The West Virginia Division of Corrections is an agency of the U.S. state of West Virginia within the state Department of Homeland Security that operates the state's prisons, jails, and juvenile detention facilities. The agency has its headquarters in the state's capital of Charleston.
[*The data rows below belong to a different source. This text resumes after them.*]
PR #1183, opened 2020-07-28
Add HelixManager constructor with RealmAwareZkConnectionConfig

### LINKED ISSUE #1182: HelixManager constructor that accepts RealmAwareZkConnectionConfig
Need a way to create HelixManager with custom zk connection config.

narendly:
### Issues

Fixes #1182

### Description

Previously, there wasn't a way to use HelixManager with a custom routing data ZK connection config. This new way of constructing HelixManager allows users to use HelixManager with a custom RealmAwareZkConnectionConfig.

### Tests

testZKHelixManager

zookeeper-api:
```
[ERROR] Failures: 
[ERROR]   TestRawZkClient.testGetChildrenOnLargeNumChildren:908 Should not successfully get children.
[INFO] 
[ERROR] Tests run: 39, Failures: 1, Errors: 0, Skipped: 0
[INFO] 
[INFO] BUILD FAILURE
```
This is a known failure due to https://github.com/apache/helix/pull/1186

helix-core:

```
[ERROR] Failures: 
[ERROR]   TestZKCallback.testInvocation:188
[INFO] 
[ERROR] Tests run: 1156, Failures: 2, Errors: 0, Skipped: 0
[INFO] 
[INFO] BUILD FAILURE

```
For the two failures, the tests were run individually.
```
[INFO] Tests run: 2, Failures: 0, Errors: 0, Skipped: 0, Time elapsed: 28.056 s - in TestSuite
[INFO] 
[INFO] Results:
[INFO] 
[INFO] 
[INFO] BUILD SUCCESS
```

### Commits

### Documentation (Optional)

### Code Quality

### DIFF
--- a/helix-core/src/main/java/org/apache/helix/HelixManagerFactory.java
+++ b/helix-core/src/main/java/org/apache/helix/HelixManagerFactory.java
@@ -19,13 +19,6 @@ package org.apache.helix;
  * under the License.
  */
 
-/**
- * factory that creates cluster managers
- *
- * for zk-based cluster managers, the getZKXXX(..zkClient) that takes a zkClient parameter
- *   are intended for session expiry test purpose
- */
-
 import org.apache.helix.manager.zk.HelixManagerStateListener;
 import org.apache.helix.manager.zk.ZKHelixManager;
 import org.slf4j.Logger;
@@ -34,6 +27,10 @@ import org.slf4j.LoggerFactory;
 
 /**
  * Obtain one of a set of Helix cluster managers, organized by the backing system.
+ * factory that creates cluster managers
+ *  *
+ *  * for zk-based cluster managers, the getZKXXX(..zkClient) that takes a zkClient parameter
+ *  *   are intended for session expiry test purpose
  */
 public final class HelixManagerFactory {
   private static final Logger LOG = LoggerFactory.getLogger(HelixManagerFactory.class);
--- a/helix-core/src/main/java/org/apache/helix/HelixManagerFactory.java
+++ b/helix-core/src/main/java/org/apache/helix/HelixManagerFactory.java
@@ -27,10 +27,7 @@ import org.slf4j.LoggerFactory;
 
 /**
  * Obtain one of a set of Helix cluster managers, organized by the backing system.
- * factory that creates cluster managers
- *  *
- *  * for zk-based cluster managers, the getZKXXX(..zkClient) that takes a zkClient parameter
- *  *   are intended for session expiry test purpose
+ * factory that creates cluster managers.
  */
 public final class HelixManagerFactory {
   private static final Logger LOG = LoggerFactory.getLogger(HelixManagerFactory.class);
--- a/helix-core/src/main/java/org/apache/helix/HelixManagerFactory.java
+++ b/helix-core/src/main/java/org/apache/helix/HelixManagerFactory.java
@@ -28,7 +28,6 @@ package org.apache.helix;
 
 import org.apache.helix.manager.zk.HelixManagerStateListener;
 import org.apache.helix.manager.zk.ZKHelixManager;
-import org.apache.helix.zookeeper.api.client.RealmAwareZkClient;
 import org.slf4j.Logger;
 import org.slf4j.LoggerFactory;
 
@@ -69,8 +68,8 @@ public final class HelixManagerFactory {
   }
 
   /**
-   * Construct a ZkHelixManager using the HelixManagerProperty instance given. If a proper
-   * ZkConnectionConfig. HelixManagerProperty given must contain a valid ZkConnectionConfig.
+   * Construct a ZkHelixManager using the HelixManagerProperty instance given.
+   * HelixManagerProperty given must contain a valid ZkConnectionConfig.
    * @param clusterName
    * @param instanceName
    * @param type
@@ -86,12 +85,13 @@ public final class HelixManagerFactory {
   }
 
   /**
-   * Construct a ZkHelixManager using the HelixManagerProperty instance given. If a proper
-   * ZkConnectionConfig is given in HelixManagerProperty, zkAddr field will be overriden.
+   * Construct a ZkHelixManager using the HelixManagerProperty instance given.
+   * NOTE: if both zkAddr and a valid ZkConnectionConfig are given in HelixManagerProperty, the
+   * instantiation will fail - only one is required.
    * @param clusterName
    * @param instanceName
    * @param type
-   * @param zkAddr will be overriden if a valid ZkConnectionConfig is given in helixManagerProperty
+   * @param zkAddr
    * @param stateListener
    * @param helixManagerProperty
    * @return
--- a/helix-core/src/main/java/org/apache/helix/HelixManagerFactory.java
+++ b/helix-core/src/main/java/org/apache/helix/HelixManagerFactory.java
@@ -77,23 +77,4 @@ public final class HelixManagerFactory {
     return new ZKHelixManager(clusterName, instanceName, type, null, stateListener,
         helixManagerProperty);
   }
-
-  /**
-   * Construct a ZkHelixManager using the HelixManagerProperty instance given.
-   * NOTE: if both zkAddr and a valid ZkConnectionConfig are given in HelixManagerProperty, the
-   * instantiation will fail - only one is required.
-   * @param clusterName
-   * @param instanceName
-   * @param type
-   * @param zkAddr
-   * @param stateListener
-   * @param helixManagerProperty
-   * @return
-   */
-  public static HelixManager getZKHelixManager(String clusterName, String instanceName,
-      InstanceType type, String zkAddr, HelixManagerStateListener stateListener,
-      HelixManagerProperty helixManagerProperty) {
-    return new ZKHelixManager(clusterName, instanceName, type, zkAddr, stateListener,
-        helixManagerProperty);
-  }
 }
--- a/helix-core/src/main/java/org/apache/helix/HelixManagerFactory.java
+++ b/helix-core/src/main/java/org/apache/helix/HelixManagerFactory.java
@@ -25,10 +25,13 @@ package org.apache.helix;
  * for zk-based cluster managers, the getZKXXX(..zkClient) that takes a zkClient parameter
  *   are intended for session expiry test purpose
  */
+
 import org.apache.helix.manager.zk.HelixManagerStateListener;
 import org.apache.helix.manager.zk.ZKHelixManager;
+import org.apache.helix.zookeeper.api.client.RealmAwareZkClient;
 import org.slf4j.Logger;
 import org.slf4j.LoggerFactory;
+
 
 /**
  * Obtain one of a set of Helix cluster managers, organized by the backing system.
@@ -65,4 +68,38 @@ public final class HelixManagerFactory {
     return new ZKHelixManager(clusterName, instanceName, type, zkAddr, stateListener);
   }
 
+  /**
+   * Construct a ZkHelixManager using the HelixManagerProperty instance given. If a proper
+   * ZkConnectionConfig. HelixManagerProperty given must contain a valid ZkConnectionConfig.
+   * @param clusterName
+   * @param instanceName
+   * @param type
+   * @param stateListener
+   * @param helixManagerProperty must contain a valid ZkConnectionConfig
+   * @return
+   */
+  public static HelixManager getZKHelixManager(String clusterName, String instanceName,
+      InstanceType type, HelixManagerStateListener stateListener,
+      HelixManagerProperty helixManagerProperty) {
+    return new ZKHelixManager(clusterName, instanceName, type, null, stateListener,
+        helixManagerProperty);
+  }
+
+  /**
+   * Construct a ZkHelixManager using the HelixManagerProperty instance given. If a proper
+   * ZkConnectionConfig is given in HelixManagerProperty, zkAddr field will be overriden.
+   * @param clusterName
+   * @param instanceName
+   * @param type
+   * @param zkAddr will be overriden if a valid ZkConnectionConfig is given in helixManagerProperty
+   * @param stateListener
+   * @param helixManagerProperty
+   * @return
+   */
+  public static HelixManager getZKHelixManager(String clusterName, String instanceName,
+      InstanceType type, String zkAddr, HelixManagerStateListener stateListener,
+      HelixManagerProperty helixManagerProperty) {
+    return new ZKHelixManager(clusterName, instanceName, type, zkAddr, stateListener,
+        helixManagerProperty);
+  }
 }
--- a/helix-core/src/main/java/org/apache/helix/HelixManagerProperty.java
+++ b/helix-core/src/main/java/org/apache/helix/HelixManagerProperty.java
@@ -49,54 +49,82 @@ public class HelixManagerProperty {
   @Deprecated
   public HelixManagerProperty(Properties helixManagerProperties, CloudConfig cloudConfig) {
     _helixCloudProperty = new HelixCloudProperty(cloudConfig);
-    setVersion(helixManagerProperties.getProperty(SystemPropertyKeys.HELIX_MANAGER_VERSION));
-    setHealthReportLatency(
+    _version = helixManagerProperties.getProperty(SystemPropertyKeys.HELIX_MANAGER_VERSION);
+    _healthReportLatency = Long.parseLong(
         helixManagerProperties.getProperty(SystemPropertyKeys.PARTICIPANT_HEALTH_REPORT_LATENCY));
   }
 
-  public HelixManagerProperty() {
+  private HelixManagerProperty(String version, long healthReportLatency,
+      HelixCloudProperty helixCloudProperty,
+      RealmAwareZkClient.RealmAwareZkConnectionConfig zkConnectionConfig,
+      RealmAwareZkClient.RealmAwareZkClientConfig zkClientConfig) {
+    _version = version;
+    _healthReportLatency = healthReportLatency;
+    _helixCloudProperty = helixCloudProperty;
+    _zkConnectionConfig = zkConnectionConfig;
+    _zkClientConfig = zkClientConfig;
   }
 
   public HelixCloudProperty getHelixCloudProperty() {
     return _helixCloudProperty;
   }
 
-  public void setHelixCloudProperty(HelixCloudProperty helixCloudProperty) {
-    _helixCloudProperty = helixCloudProperty;
-  }
-
   public String getVersion() {
     return _version;
-  }
-
-  public void setVersion(String version) {
-    _version = version;
   }
 
   public long getHealthReportLatency() {
     return _healthReportLatency;
   }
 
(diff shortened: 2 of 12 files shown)


helix-core/src/main/java/org/apache/helix/HelixManagerProperty.java
```diff
@@ -20,54 +20,82 @@
...
    */
+  @Deprecated
   public HelixManagerProperty(Properties helixManagerProperties, CloudConfig cloudConfig) {
     _helixCloudProperty = new HelixCloudProperty(cloudConfig);
     setVersion(helixManagerProperties.getProperty(SystemPropertyKeys.HELIX_MANAGER_VERSION));
     setHealthReportLatency(
         helixManagerProperties.getProperty(SystemPropertyKeys.PARTICIPANT_HEALTH_REPORT_LATENCY));
   }
 
+  public HelixManagerProperty() {
```
jiajunwang, line 57: I think the plan is only allowing the property construct through HelixPropertyFactory. Shall we just make this constructor package-private? Also the other set methods.

@zhangmeng916 Please correct me if this is not the plan.

helix-core/src/main/java/org/apache/helix/HelixManagerProperty.java
```diff
@@ -20,54 +20,82 @@
...
 
   /**
+   * ** Deprecated - HelixManagerProperty should be a general property/config object used for
+   * HelixManager creation, not tied only to Properties or CloudConfig **
+   *
    * Initialize Helix manager property with default value
    * @param helixManagerProperties helix manager related properties input as a map
    * @param cloudConfig cloudConfig read from Zookeeper
    */
+  @Deprecated
```
jiajunwang, line 49: I agree with this change.

helix-core/src/main/java/org/apache/helix/manager/zk/ZKHelixManager.java
```diff
@@ -225,9 +226,24 @@ public ZKHelixManager(String clusterName, String instanceName, InstanceType inst
       String zkAddress, HelixManagerStateListener stateListener,
       HelixManagerProperty helixManagerProperty) {
```
jiajunwang, line 227: helixManagerProperty.RealmAwareZkConnectionConfig now contains zk connection information that possibly conflicts with zkAddress. This is dangerous.
Actually, I already see one potential bug in the method getMetadataStoreConnectionString. Which always returns the zkAddress only without checking the connectionConfig.

Please ensure we are only recording realmAwareZkConnectionConfig. Let's try to remove _zkAddress for good. Or at least update this field according to the realmAwareZkConnectionConfig input.

Other configurations such as sessionTimeout are in the same situation.

helix-core/src/main/java/org/apache/helix/HelixManagerProperty.java
narendly: I don't like that idea - it loses flexibility. What is the benefit of making this package-private?

helix-core/src/main/java/org/apache/helix/manager/zk/ZKHelixManager.java
narendly: The documentation makes it clear that zkAddress given will be overriden if a valid ZkConnectionConfig is supplied.

We cannot remove zkAddress as that would break backward-compatibility.

helix-core/src/main/java/org/apache/helix/HelixManagerProperty.java
jiajunwang: So all the config read/processing work is in HelixPropertyFactory. In this case, we won't have unexpected overwrite or misusage of the property object. The flexibility should be in HelixPropertyFactory only.

helix-core/src/main/java/org/apache/helix/manager/zk/ZKHelixManager.java
jiajunwang: Ideally, we should deprecate this one but create a constructor with clean parameters.

Besides a real concern is that if one passes a wrong or invalid zkAddress with this constructor (since he or she assumes it will be overridden by ZkConnectionConfig), then getMetadataStoreConnectionString will return this invalid value too. And the WAGED rebalancer won't work.
A slightly less serious issue would be, most of our logs are using zkAddress, so it would be harder for us to debug.

narendly: @jiajunwang Then we could play it safe by adding a check so that we do not allow instantiation of a ZkHelixManager instance when both zkAddress and ZkConnectionConfig are set. How does that sound?

helix-core/src/main/java/org/apache/helix/HelixManagerProperty.java
narendly: Then that in and of itself is a verbose way of doing things. At that point, we should eliminate and just add a HelixProperty Builder that allows creation of HelixManagerProperty instance with final fields.

zhangmeng916: The original plan was to let users only get the manager property through `getHelixManagerProperty` with default value, and then allow them to make modification to override the fields in it. I remember there was some concern about users accidentally changing it. We can revisit the assumption though.

helix-core/src/main/java/org/apache/helix/HelixManagerProperty.java
```diff
@@ -20,54 +20,82 @@
...
   public HelixManagerProperty(Properties helixManagerProperties, CloudConfig cloudConfig) {
     _helixCloudProperty = new HelixCloudProperty(cloudConfig);
     setVersion(helixManagerProperties.getProperty(SystemPropertyKeys.HELIX_MANAGER_VERSION));
     setHealthReportLatency(
```
zhangmeng916, line 53: fyi, the reason that we have a couple of fields like "version", "latency" here is just to give an example of how to migrate system properties to Helix manager property. A "TODO" should have been added here for completeness in future work.

helix-core/src/main/java/org/apache/helix/HelixManagerFactory.java
```diff
@@ -65,4 +68,38 @@ public static HelixManager getZKHelixManager(String clusterName, String instance
     return new ZKHelixManager(clusterName, instanceName, type, zkAddr, stateListener);
   }
 
+  /**
+   * Construct a ZkHelixManager using the HelixManagerProperty instance given. If a proper
+   * ZkConnectionConfig. HelixManagerProperty given must contain a valid ZkConnectionConfig.
```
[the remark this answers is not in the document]
narendly: Thanks. Will fix!

helix-core/src/main/java/org/apache/helix/HelixManagerFactory.java
```diff
@@ -65,4 +68,38 @@ public static HelixManager getZKHelixManager(String clusterName, String instance
...
+        helixManagerProperty);
+  }
+
+  /**
+   * Construct a ZkHelixManager using the HelixManagerProperty instance given. If a proper
+   * ZkConnectionConfig is given in HelixManagerProperty, zkAddr field will be overriden.
+   * @param clusterName
+   * @param instanceName
+   * @param type
+   * @param zkAddr will be overriden if a valid ZkConnectionConfig is given in helixManagerProperty
```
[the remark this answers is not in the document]
narendly: Let us add a check for validation.

helix-core/src/main/java/org/apache/helix/HelixManagerFactory.java
```diff
@@ -65,4 +64,39 @@ public static HelixManager getZKHelixManager(String clusterName, String instance
...
+   * @param instanceName
+   * @param type
+   * @param zkAddr
+   * @param stateListener
+   * @param helixManagerProperty
+   * @return
+   */
+  public static HelixManager getZKHelixManager(String clusterName, String instanceName,
+      InstanceType type, String zkAddr, HelixManagerStateListener stateListener,
+      HelixManagerProperty helixManagerProperty) {
```
jiajunwang, line 98: Can we get rid of this constructor by allowing setup zkAddr in the HelixManagerProperty or in the RealmAwareZkConnectionConfig?

helix-core/src/main/java/org/apache/helix/HelixPropertyFactory.java
```diff
@@ -33,7 +33,7 @@
 import org.slf4j.LoggerFactory;
 
 
-/**
+/***
```
jiajunwang, line 36: extra *

helix-core/src/main/java/org/apache/helix/HelixManagerFactory.java
jiajunwang: In addition, if we do so, then the HelixPropertyFactory can call the property builder to build a property even for the existing getHelixProperty API, right?
So it would be clean,
1. Callers only call factory methods to get property.
2. The factory calls the property builder to get the new object.

helix-core/src/main/java/org/apache/helix/manager/zk/ZKHelixManager.java
```diff
@@ -131,6 +131,7 @@
   private int _reportLatency;
 
   protected RealmAwareZkClient _zkclient;
+  private RealmAwareZkClient.RealmAwareZkConnectionConfig _realmAwareZkConnectionConfig;
```
jiajunwang, line 134: As I pinged you in slack, if we can let RealmAwareZkConnectionConfig backward supports _zkAddress, then we can safe tons of validations and branches code in this class.
Moreover, we can simplify the code following this principle,
1. new APIs only accept RealmAwareZkConnectionConfig, we don't use zkAddress directly.
2. for older API, we create default RealmAwareZkConnectionConfig based on the zkAddress. So we don't have 2 possibilities in the internal code implementations.

helix-core/src/main/java/org/apache/helix/HelixManagerFactory.java
```diff
@@ -19,19 +19,18 @@
...
 import org.slf4j.Logger;
 import org.slf4j.LoggerFactory;
 
+
 /**
  * Obtain one of a set of Helix cluster managers, organized by the backing system.
+ * factory that creates cluster managers
+ *  *
+ *  * for zk-based cluster managers, the getZKXXX(..zkClient) that takes a zkClient parameter
+ *  *   are intended for session expiry test purpose
```
zhangmeng916, line 33: This description is not quite easy to follow.

helix-core/src/main/java/org/apache/helix/HelixPropertyFactory.java
```diff
@@ -88,8 +88,9 @@ private CloudConfig getCloudConfig(String zkAddress, String clusterName) {
     CloudConfig cloudConfig;
     RealmAwareZkClient dedicatedZkClient = null;
     try {
-      if (Boolean.getBoolean(SystemPropertyKeys.MULTI_ZK_ENABLED)) {
-        // If the multi ZK config is enabled, use multi-realm mode with DedicatedZkClient
+      if (Boolean.getBoolean(SystemPropertyKeys.MULTI_ZK_ENABLED) || zkAddress == null) {
```
zhangmeng916, line 91: Seems we will need to follow this patten: 
`if (Boolean.getBoolean(SystemPropertyKeys.MULTI_ZK_ENABLED) || zkAddr == null)`
 in a couple of different places. Is there a better way to represent? The first one is self explanatory, but the second one does not look straightforward. The doc for explanation is also in another file.

helix-core/src/main/java/org/apache/helix/HelixManagerFactory.java
narendly: @zhangmeng916 

Objectively, this comment is not very helpful to me - one tip when giving reviews & comments: either make your comment concrete by clarifying what's not easy to follow, or suggest an alternative?

With that said, I'm just going to remove the second block since it doesn't apply here.

helix-core/src/main/java/org/apache/helix/HelixPropertyFactory.java
narendly: I have the comment explaining the behavior. Please suggest if you have another way to achieve this otherwise.

helix-core/src/main/java/org/apache/helix/manager/zk/ZKHelixManager.java
narendly: That goes against the design of "RealmAware"ZkClient/configs. They are not tied to a single zk, and therefore we should not have a ZK field.

helix-core/src/main/java/org/apache/helix/HelixManagerFactory.java
narendly: RealmAware zk config should not have a field called ZkAddress. That's against the design of RealmAware API.

narendly: As to whether we should "move" `zkAddress` into helixManagerProperty - this idea is not ideal. It is what we have now and we should keep it in the constructor for backward-compatibility, and giving users multiple ways to input `zkAddress` will undoubtedly confuse users. 

So I think the right thing to do here is to keep zkAddress in HelixManager/HelixManagerFactory as a parameter. It won't continue to increase getZkHelixManager() methods. All future configs that are needed to generate an instance of HelixManager could go into `helixManagerProperty`.

helix-core/src/main/java/org/apache/helix/HelixPropertyFactory.java
zhangmeng916: Could you make it in a function? So for example, if later you have other conditions, you'll still need to add it in all related places?

helix-core/src/main/java/org/apache/helix/HelixManagerProperty.java
narendly: Update: the factory and builder are all serving different purposes and might be useful to have in the future. We decided to keep both.

helix-core/src/main/java/org/apache/helix/HelixManagerFactory.java
jiajunwang: I think we shall not be blocked on this zkAddress argument. It can be discussed later.

How about this, to ensure we are not introducing more confusing, we don't this specific method. So for this class, either you give a zkAddress to get HM or you give a HelixManagerProperty to get the HM.

helix-core/src/main/java/org/apache/helix/manager/zk/ZKHelixManager.java
```diff
@@ -111,7 +111,7 @@
   public static final int DEFAULT_MAX_DISCONNECT_THRESHOLD = 600; // Default to be a large number
   private static final int DEFAULT_WAIT_CONNECTED_TIMEOUT = 10 * 1000;  // wait until connected for up to 10 seconds.
 
-  protected final String _zkAddress;
+  protected String _zkAddress;
```
jiajunwang, line 114: No need to remove final right?

helix-core/src/main/java/org/apache/helix/manager/zk/ZKHelixManager.java
jiajunwang, line 134: Can we make this field final too? Since it is an input config.

helix-core/src/main/java/org/apache/helix/manager/zk/ZKHelixManager.java
```diff
@@ -1464,4 +1471,48 @@ private RealmAwareZkClient resolveZkClient(HelixZkClientFactory zkClientFactory,
...
+   * Check that not both zkAddress and ZkConnectionConfig are set.
+   * If zkAddress is not given and ZkConnectionConfig is given, check that ZkConnectionConfig has
+   * a ZK path sharding key set because HelixManager must work on single-realm mode.
+   * @param zkAddress
+   * @param helixManagerProperty
+   */
+  private void validateZkConnectionSettings(String zkAddress,
+      HelixManagerProperty helixManagerProperty) {
+    if (helixManagerProperty != null && helixManagerProperty.getZkConnectionConfig() != null) {
+      if (zkAddress != null && !zkAddress.isEmpty()) {
```
jiajunwang, line 1485: Let's be strict here, I think even empty string is not allowed. The zkAddress shall be completely untouched.

helix-core/src/main/java/org/apache/helix/manager/zk/ZKHelixManager.java
```diff
@@ -1464,4 +1471,48 @@ private RealmAwareZkClient resolveZkClient(HelixZkClientFactory zkClientFactory,
...
+   * Resolve ZK connection info for logging purposes.
+   * @return
+   */
+  private String getZkConnectionInfo() {
+    String zkConnectionInfo;
+    if (_zkAddress == null) {
+      if (_helixManagerProperty != null && _helixManagerProperty.getZkConnectionConfig() != null) {
+        zkConnectionInfo = _helixManagerProperty.getZkConnectionConfig().toString();
+      } else {
+        zkConnectionInfo = "ZkAddr and ZkConnectionConfig are null!";
```
jiajunwang, line 1511: nit, I think just return "None" is enough. Since otherwise, the log string will look strange.

helix-core/src/main/java/org/apache/helix/HelixManagerFactory.java
narendly: Have you considered: what if a user needs to provide both `zkAddr` and `helixManagerProperty`?

At any rate, we could add this constructor later when we absolutely need to. For the sake of keeping this moving forward, I'll remove this `getZkHelixManager` method for now.

helix-core/src/main/java/org/apache/helix/manager/zk/ZKHelixManager.java
narendly: Now that we've changed the design for HelixManager constructors to always accept zkAddress, we could bring the `final` keyword back.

The state incarcerates 273 women per 100,000 population, the highest rate of female incarceration in the world, ahead of all other states and foreign nations.

==History==
On January 1, 1986 a two-day riot began at the West Virginia State Penitentiary resulted in three inmate deaths.

The Eastern Regional Jail in Martinsburg, the first of the state's 10 regional jails opened in May 1989. The regional jails would gradually replace the 55 county jails.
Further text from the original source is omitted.